MENTRE DON NINAI SI CERCA UNA SEDIA E SI ABBANDONA SU DI ESSA, IL PARROCO ARRETRA VERSO LA PORTA D’INGRESSO, LE DONNE  FORMANO UN GRUPPO QUASI PER SOSTENERSI L’UNA CON L’ALTRA, IL TURCO SEGUE IL PARROCO. SOLO IL SAGRESTANO RIMANE AL SUO POSTO. IMPROVVISAMENTE DON NINAI SI ALZA DALLA SEDIA ED INCOMINCIA AD URLARE COME UN PAZZO BRANDENDO IL COLTELLO COME SE FOSSE UNA SPADA: u sapia chi c’era ‘ntricatu u parinu! Ah, ma jò vi mmazzu a ziu e niputi. Na cutiddata a l’unu ta panza no va leva nuddu.

DONNA SERAFINA GRIDANDO: Ninai, femmiti! No ruvinari a nostra famigghia!

DON NINAI: a nostra famigghia è ruvinata. Du fimmini chi s’inni fujunu cu stissu masculu? E quannu si sintiu diri na cosa simili? I mmazzu, i mmazzu, megghiu motti chi fimmini du stissu masculu. Non mi tiniti!

TURCO CHE TENTA DI TRATTENERE DON NINAI: finiscila! Chi voi finiri all’egastulu? Cà c’è patri parucu, parati e giustati a situazioni.
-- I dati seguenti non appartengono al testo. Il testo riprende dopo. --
PR #158, opened 2018-07-03
Update VectorAssembler test such that the dataset size is numExamples * numFeatures

mengxr:
Currently the dataset size is numExamples * numFeatures * numInputCols, which is much bigger than other ML perf tests. This PR updates its implementation and makes it more efficient at slicing vectors.

Tested on the mllib-big.yaml and 3 runs finished in < 2 minutes.

### DIFF
--- a/src/main/scala/com/databricks/spark/sql/perf/mllib/feature/VectorAssembler.scala
+++ b/src/main/scala/com/databricks/spark/sql/perf/mllib/feature/VectorAssembler.scala
@@ -13,35 +13,41 @@ import com.databricks.spark.sql.perf.mllib.{BenchmarkAlgorithm, MLBenchContext, 
 /** Object for testing VectorAssembler performance */
 object VectorAssembler extends BenchmarkAlgorithm with TestFromTraining {
 
+  private def getInputCols(numInputCols: Int): Array[String] = {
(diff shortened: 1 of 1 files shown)


src/main/scala/com/databricks/spark/sql/perf/mllib/feature/VectorAssembler.scala
```diff
@@ -13,35 +13,41 @@ import com.databricks.spark.sql.perf.mllib.{BenchmarkAlgorithm, MLBenchContext,
...
-      numFeatures * numInputCols
-    )
-    val sliceVec = udf { (v: Vector, from: Int, until: Int) =>
-      Vectors.dense(v.toArray.slice(from, until))
-    }
-    for (i <- (1 to numInputCols.get)) {
-      val colName = s"inputCol${i.toString}"
-      val fromIndex = (i - 1) * numFeatures
-      val untilIndex = i * numFeatures
-      df = df.withColumn(colName, sliceVec(col("features"), lit(fromIndex), lit(untilIndex)))
```
mengxr: The previous implementation slices the vector multiple times, which is slow. The new implementation slices the vector only once.

jkbradley:
LGTM
Merging with master

PR #159, opened 2018-07-03
[ML-2918] Call count() in default score() to improve timing of transform()

jkbradley:
For Models and Transformers which are not tested with Evaluators, I think we are not timing transform() correctly here: https://github.com/databricks/spark-sql-perf/blob/aa1587fec5a08eeca78a06389599939d8dced0bf/src/main/scala/com/databricks/spark/sql/perf/mllib/MLPipelineStageBenchmarkable.scala#L65

Since transform() is lazy, we need to materialize it during timing.  This PR currently just calls count() in the default implementation of score().

### DIFF
--- a/src/main/scala/com/databricks/spark/sql/perf/mllib/BenchmarkAlgorithm.scala
+++ b/src/main/scala/com/databricks/spark/sql/perf/mllib/BenchmarkAlgorithm.scala
@@ -35,12 +35,17 @@ trait BenchmarkAlgorithm extends Logging {
   /**
    * The unnormalized score of the training procedure on a dataset. The normalization is
    * performed by the caller.
+   * This calls `count()` on the transformed data to attempt to materialize the result for
+   * recording timing metrics.
    */
   @throws[Exception]("if scoring fails")
   def score(
       ctx: MLBenchContext,
       testSet: DataFrame,
-      model: Transformer): MLMetric = MLMetric.Invalid
+      model: Transformer): MLMetric = {
+    model.transform(testSet).count()
+    MLMetric.Invalid
+  }
 
   def name: String = {
     this.getClass.getCanonicalName.replace("$", "")
--- a/src/main/scala/com/databricks/spark/sql/perf/mllib/BenchmarkAlgorithm.scala
+++ b/src/main/scala/com/databricks/spark/sql/perf/mllib/BenchmarkAlgorithm.scala
@@ -43,7 +43,11 @@ trait BenchmarkAlgorithm extends Logging {
       ctx: MLBenchContext,
       testSet: DataFrame,
       model: Transformer): MLMetric = {
-    model.transform(testSet).count()
+    val output = model.transform(testSet)
+    // We create a useless UDF to make sure the entire DataFrame is instantiated.
+    val fakeUDF = udf { (_: Any) => 0 }
+    val columns = testSet.columns
+    output.select(sum(fakeUDF(struct(columns.map(col) : _*)))).first()
     MLMetric.Invalid
   }
 


jkbradley:
@mengxr  Do you think that count() might be optimized too much by Catalyst and skip the transform?  If so, we could call cache().count(), though that might overestimate the cost of transform().

mengxr:
I don't think Spark SQL knows about the statistics in this case because the datasets are converted from RDD, not from `range()` or files on disk.

jkbradley:
I like the UDF idea, but tailoring this for different output column names seems like overkill to me for now.  I'll test the current PR on mllib-large and report back.

mengxr:
It can be nesting all columns under a single column and send it to the dummy UDF, if count() does not always work.

jkbradley:
OK, I guess that works, though it might be an overestimate like caching.

I did confirm that the current PR changes test times from 0 to non-0 values, so it does something.  : P

But I can update it to do the UDF thing.

mengxr:
Just checked Dataset.count(), which uses Dataset().groupBy().count().collect().head.getLong(0). And the query plan of df.groupBy().count() is:

~~~
spark.range(100000).groupBy().count().explain()

*(2) HashAggregate(keys=[], functions=[finalmerge_count(merge count#132783L) AS count(1)#132777L])
+- Exchange SinglePartition
   +- *(1) HashAggregate(keys=[], functions=[partial_count(1) AS count#132783L])
      +- *(1) Project
         +- *(1) Range (0, 100000, step=1, splits=292)
~~~

So it doesn't materialize any columns. Let's go with the UDF approach.

jkbradley:
Yeah, I think you're right.  I checked with the actual code, and it uses the data generated before the prediction to do the count:
```
== Parsed Logical Plan ==
Aggregate [count(1) AS count#1055L]
+- AnalysisBarrier
      +- Project [items#962, UDF(items#962) AS prediction#1049]
         +- Project [_1#960 AS items#962]
            +- SerializeFromObject [mapobjects(MapObjects_loopValue22, MapObjects_loopIsNull22, ObjectType(class java.lang.String), staticinvoke(class org.apache.spark.unsafe.types.UTF8String, StringType, fromString, lambdavariable(MapObjects_loopValue22, MapObjects_loopIsNull22, ObjectType(class java.lang.String), true), true, false), assertnotnull(assertnotnull(input[0, scala.Tuple1, true]))._1, None) AS _1#960]
               +- ExternalRDD [obj#959]

== Analyzed Logical Plan ==
count: bigint
Aggregate [count(1) AS count#1055L]
+- Project [items#962, UDF(items#962) AS prediction#1049]
   +- Project [_1#960 AS items#962]
      +- SerializeFromObject [mapobjects(MapObjects_loopValue22, MapObjects_loopIsNull22, ObjectType(class java.lang.String), staticinvoke(class org.apache.spark.unsafe.types.UTF8String, StringType, fromString, lambdavariable(MapObjects_loopValue22, MapObjects_loopIsNull22, ObjectType(class java.lang.String), true), true, false), assertnotnull(assertnotnull(input[0, scala.Tuple1, true]))._1, None) AS _1#960]
         +- ExternalRDD [obj#959]

== Optimized Logical Plan ==
Aggregate [count(1) AS count#1055L]
+- Project
   +- InMemoryRelation [items#962], true, 10000, StorageLevel(disk, memory, deserialized, 1 replicas)
         +- *(1) Project [_1#960 AS items#962]
            +- *(1) SerializeFromObject [mapobjects(MapObjects_loopValue22, MapObjects_loopIsNull22, ObjectType(class java.lang.String), staticinvoke(class org.apache.spark.unsafe.types.UTF8String, StringType, fromString, lambdavariable(MapObjects_loopValue22, MapObjects_loopIsNull22, ObjectType(class java.lang.String), true), true, false), assertnotnull(input[0, scala.Tuple1, true])._1, None) AS _1#960]
               +- Scan ExternalRDDScan[obj#959]

== Physical Plan ==
*(2) HashAggregate(keys=[], functions=[finalmerge_count(merge count#1063L) AS count(1)#1054L], output=[count#1055L])
+- Exchange SinglePartition
   +- *(1) HashAggregate(keys=[], functions=[partial_count(1) AS count#1063L], output=[count#1063L])
      +- InMemoryTableScan
            +- InMemoryRelation [items#962], true, 10000, StorageLevel(disk, memory, deserialized, 1 replicas)
                  +- *(1) Project [_1#960 AS items#962]
                     +- *(1) SerializeFromObject [mapobjects(MapObjects_loopValue22, MapObjects_loopIsNull22, ObjectType(class java.lang.String), staticinvoke(class org.apache.spark.unsafe.types.UTF8String, StringType, fromString, lambdavariable(MapObjects_loopValue22, MapObjects_loopIsNull22, ObjectType(class java.lang.String), true), true, false), assertnotnull(input[0, scala.Tuple1, true])._1, None) AS _1#960]
                        +- Scan ExternalRDDScan[obj#959]
```

jkbradley:
I verified that the UDF works.  It takes longer, and the plan shows the UDF being used: https://dogfood.staging.cloud.databricks.com/sparkui/0706-175109-matt861/driver-2449086398155064347/SQL/execution?id=36&o=0
https://dogfood.staging.cloud.databricks.com/sparkui/0706-175109-matt861/driver-2449086398155064347/SQL/execution?id=35&o=0

mengxr:
LGTM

DON NINAI FURIOSO: no vogliu giustari nenti; i vogliu sulu mmazzari. Ah si l’avissi te me mani ta stu mumentu!

IL TURCO TRATTIENE DON NINAI, MA HA DIFFICOLTA’: GUADAGNA SEMPRE QUALCHE PASSO VERSO L’USCITA DELLA CASA. IL TURCO CHIEDE AIUTO: jutatimi, chi chistu è na furia; si nesci fora i mmazza veramente!

LE DONNE ACCORRONO, DONNA TERESA CHIUDE LA PORTA, IL PARROCO CERCA DI DARE UNA MANO PURE LUI.

DON NINAI LANCIA PUGNI, CALCI E SPINTE: no mi tiniti! Lassatimi; tantu si no fazzu ora u fazzu dopo. Figghi disgraziati, comu potturi ittari tuttu stu fangu sopra a so patri?

LE DONNE URLANO INSIEME CON IL TURCO E CON IL PARROCO PER LE BOTTE, IL PARROCO CHIAMA IN AIUTO IL SAGRESTANO CHE SE NE STA IMBAMBOLATO A RIDERE E A GODERSI LA SCENA: - terremoto – GLI URLA – vieni ad aiutarci, aiutaci a tenerlo fermo e a non farlo uscire di casa.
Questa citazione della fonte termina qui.